If we look back over the past five years, the magnitude of that move is only matched (or exceeded) in cases where there was significant manipulation in the oil market and/or a systemically threatening oil price crash.
As we’ve discussed, the pressure on oil this time around seems to be about manipulation — and appears to have everything to do with Trump’s leverage over the Saudis (related to sanctioning the Kingdom over the Khashoggi murder).
But we’ve now traded down to the important $50 mark. That’s 35% from the highs of just October 3. And this is an inflection point where it could go bad, but it also could present a goldilocks scenario (a level that’s just right for the U.S. economy).
Sure, cheap oil is good for consumers. You save a few extra bucks at the pump. But in the current environment, it presents risks to the financial system. The shale industry’s break-even point on producing oil is said to be $50. Below that, they dial down production, lay off workers, stop investing and quickly become a default risk to their creditors (U.S. and global banks). We saw it back in 2016. The same can be said for those countries heavily dependent on oil revenues (i.e. they become default risks as oil prices move lower).
That’s the bad side. The good side to the oil price slide? As we’ve discussed, it should relieve some pressure on the Fed. The Fed likes totalk about their inflation readings excluding effects of volatile oil prices. But they have a record of acting on monetary policy when oil is moving.
The bottom line: Oil plays a big role in their view on inflation. And given the quick drop in oil prices, the Fed’s concerns about inflation should be cooling. Again, this opens up the door for the Fed Chair, tomorrow, to take the opportunity in a prepared speech at the Economic Club of New York, to signal a pause coming in the Fed’s rate normalization program. That would be a positive catalyst for economic and market confidence.
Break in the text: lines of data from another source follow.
PR #649, opened 2022-10-04
[metal] Add basic character output for VGA graphics mode console

tkchia:
The VGA console code can now (https://github.com/tkchia/cosmopolitan/commit/2994634a20d3d2fbc23e22d2051906c81f253c5d) do some basic text output onto a VGA graphics screen, with the help of a public domain bitmap font.  Scrolling also works properly.

To do:
* [ ] implement some sort of "screen of death", to allow easier diagnosing of program crashes when they happen
* [ ] allow switching to a different font &mdash; possibly with a different glyph size &mdash; even after console has already been initialized
* [ ] support TrueType fonts, or at least some sort of graymap fonts


libc/integral/c.inc
```diff
@@ -448,6 +448,16 @@ typedef struct {
 #endif
 #endif
 
+#ifndef unrollloops
+#if !defined(__STRICT_ANSI__) &&                           \
+    ((__GNUC__ + 0) * 100 + (__GNUC_MINOR__ + 0) >= 407 || \
+     __has_attribute(__optimize__))
+#define unrollloops __attribute__((__optimize__("unroll-loops")))
```
jart, line 455: Oh cool I didn't know about this.

libc/vga/tty-graph.c
```diff
@@ -0,0 +1,287 @@
...
+      *plotter++ = __builtin_add_overflow(bits, bits, &bits) ? fg : bg;
+      *plotter++ = __builtin_add_overflow(bits, bits, &bits) ? fg : bg;
+      *plotter++ = __builtin_add_overflow(bits, bits, &bits) ? fg : bg;
+      xleft -= 8;
+    }
+    if (xleft) {
+      uint8_t bits = *bitmap++;
+      switch (xleft) {
+        default:
+          *plotter++ = __builtin_add_overflow(bits, bits, &bits) ? fg : bg;
```
jart, line 189: Cool fallthrough overflow pattern!

libc/vga/vga-font-default.c
```diff
@@ -0,0 +1,1441 @@
...
+    0x00, /* ........ */
+    0x00, /* ........ */
+    0x00, /* ........ */
+    0x00, /* ........ */
+    0x00, /* ........ */
+    0x00, /* ........ */
+  },
+  [1] = { /* 33 */
+    0x00, /* ........ */
+    0x18, /* ...##... */
```
jart, line 33: I guess this has a nice retro aesthetic that'll help us make progress until we can have truetype.

jart (approved):
Thanks for sending this! Approved.

libc/vga/tty-graph.c
tkchia: I suspect that is about as optimized as one can go without bringing in SIMD instructions. :)

ghaerr:
Hello @tkchia, very nice work implementing the graphical VGA console. I'm quite impressed with your optimizations.

I notice that a 24bpp RGB/BGR mode isn't (yet) implemented - is VESA VBE not returning any of these modes?

Thank you!

ghaerr:
Hello @tkchia,

> I recall that my (actual) PC did in fact return some 24bpp modes, including modes 0x118 (1024 × 768 × 64K colours) and 0x112 (640 × 480 × 64K colours) 

Those modes are 16bpp (=64K)... I was referring to 24bpp modes, which are 16M colors, but stored as 24 rather than 32 bits per pixel.

> Do you think it will be useful to support these modes?

I think most modern cards supporting 24bpp would also support 32bpp RGBA/BGRA pixel format, perhaps take a further look to see whether the 24bpp formats have higher resolutions available for display?

>  I imagine that it will be a bit difficult to deal with them in an optimized manner...

Yes, of course the 24bpp format doesn't allow aliasing as short or long integers, but the preparation of such blitters would still be useful for 1) getting ready for having to deal with a separate alpha channel that may require byte moves to/from the framebuffer, and 2) @jart's request for considering an RGB (uint8[3][x]y) API/storage pixel format for the offscreen buffer.

Thank you!

PR #651, opened 2022-10-06
[metal] Fix sys_mmap_metal() issues for non-MAP_FIXED case

tkchia:
- correctly check that virtual region we want to use is unmapped, rather than accidentally clobbering existing pages
- avoid placing `mmap`'d memory at null virtual address


jart (approved):
Thanks!

PR #652, opened 2022-10-06
Update definitions

stellartux:
These changes update the definitions file with the new unix.Memory API and a few other things I'd missed before.


jart (approved):
Thank you!

PR #653, opened 2022-10-07
[metal] Push forward timing of VGA TTY initialization

tkchia:
- arrange to initialize the default VGA TTY data structure, at about the same time as the console stdin, stdout, & stderr descriptors are set up, rather than much later
- ~~tweak the text mode console code to rely less on `unbing()` to convert from Unicode to CP437~~

### DIFF
--- a/libc/vga/vga-init.greg.c
+++ b/libc/vga/vga-init.greg.c
@@ -60,7 +60,7 @@ void _vga_reinit(struct Tty *tty, unsigned short starty, unsigned short startx,
             chr_ht, chr_wid, vid_buf, init_flags);
 }
 
-__attribute__((__constructor__)) static textstartup void _vga_init(void) {
+textstartup void _vga_init(void) {
   if (IsMetal()) {
     struct mman *mm = (struct mman *)(BANE + 0x0500);
     unsigned short starty = mm->pc_video_curs_info.y,
--- a/libc/vga/rlinit-init-vga.S
+++ b/libc/vga/rlinit-init-vga.S
@@ -91,5 +91,12 @@
 vga_console:
 	.endobj	vga_console,globl,hidden
 	.previous
+	.init.start 305,_init_vga
+	push	%rdi
+	push	%rsi
+	call	_vga_init
+	pop	%rsi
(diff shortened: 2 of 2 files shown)


libc/vga/tty.greg.c
```diff
@@ -380,8 +381,19 @@ static void TtyTextDrawChar(struct Tty *tty, size_t y, size_t x, wchar_t wc) {
   uint8_t attr = TtyGetTextAttr(tty);
   struct VgaTextCharCell *ccs = (struct VgaTextCharCell *)tty->canvas;
   size_t i = tty->y * Xn(tty) + tty->x;
-  int c = unbing(wc);
-  if (c == -1) c = 0xFE;
+  int c;
+  /*
+   * This might be an emergency console, so do not rely too much on unbing()
```
jart, line 386: If unbing() is becoming mission critical then its size optimization needs to go away. I've fixed this for you in https://github.com/jart/cosmopolitan/commit/29d695f4c92bfe5c33b26faf7467e3f513f63464

jart (changes requested):

libc/vga/tty.greg.c
tkchia: Thanks @jart.  I have now removed the change to `tty.greg.c`.

libc/vga/vga-init.greg.c
```diff
@@ -60,7 +60,7 @@ void _vga_reinit(struct Tty *tty, unsigned short starty, unsigned short startx,
             chr_ht, chr_wid, vid_buf, init_flags);
 }
 
-__attribute__((__constructor__)) static textstartup void _vga_init(void) {
```
jart, line 63: For the record, it's fine to use `__attribute__((__constructor__))` too :-) I started out with `textstartup` but I've been warming up more to the underscore syntax.

jart (approved):
Thank you!

libc/vga/vga-init.greg.c
tkchia: Thank you @jart for the information!

PR #654, opened 2022-10-10
[metal] Fix bug: do not initialize IDT & TSS if unneeded

tkchia:
`libc/intrin/interrupts.S` should not be linked in unless an IDT (or TSS) is explicitly requested somewhere (i.e. it should probably not be a mandatory module).


tkchia:
It turns out that I misremembered how the `PROVIDE_HIDDEN()` linker script directive really works.

`PROVIDE_HIDDEN(_tss = 0);` means the linker would try very hard to look for a `_tss` symbol within all the code libraries, and only assign a default value if it cannot find it.

What I really wanted to do was to have the linker look for a `_tss` symbol only if it is really needed &mdash; which is better done with a weak symbol.

Thank you!

jart (approved):
Thank you! Rock on that it's possible to be non-mandatory.

Issue #116, opened 2014-08-29
Record timezone audio recordings and audio events were created.


cofiem:
Right now this information has to be inferred from the site location, which is difficult (and not required to be present). Changing this also affects #22 #24.

cofiem:
Added in f19d90ebb89ef7b334558b659a577820283b57af:
 - Ability to store timezones for site & users
 - UTC offset for audio recordings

November 26, 5:00 pm EST After a down 7% October, the S&P 500 was down another 3% for November as we started the week. But stocks had a nice day, continuing to bounce from this big trendline we’ve been watching over the past week. |
And the better news: We have potential positive catalysts on the docket for this week that could put a final stamp on this correction. Powell (Fed Chair) gives a prepared speech on Wednesday at the Economic Club of New York. Remember, we were looking for some signal a couple of weeks ago that the Fed might take a pause normalizing rates. We got it, but from the Atlanta Fed President. This week, any indication from the Fed Chair that rate hikes are nearing an end would be a greenlight for stocks. And then we get new information on U.S./China trade relations by the week’s end as Trump and Xi are scheduled for a sit down at the G20 meetings. Among all of the concerns that might be curbing risk appetite (both in markets and the economy) this one is among the biggest. Progress on that front should also trigger relief in stocks. The combination of a more dovish Fed and some clarity on trade would set up for what could be a very aggressive bounce for stocks into the year end. What stocks do you buy? Join me here to get my curated portfolio of 20 stocks that I think can do multiples of what broader stocks do, coming out of this market correction environment.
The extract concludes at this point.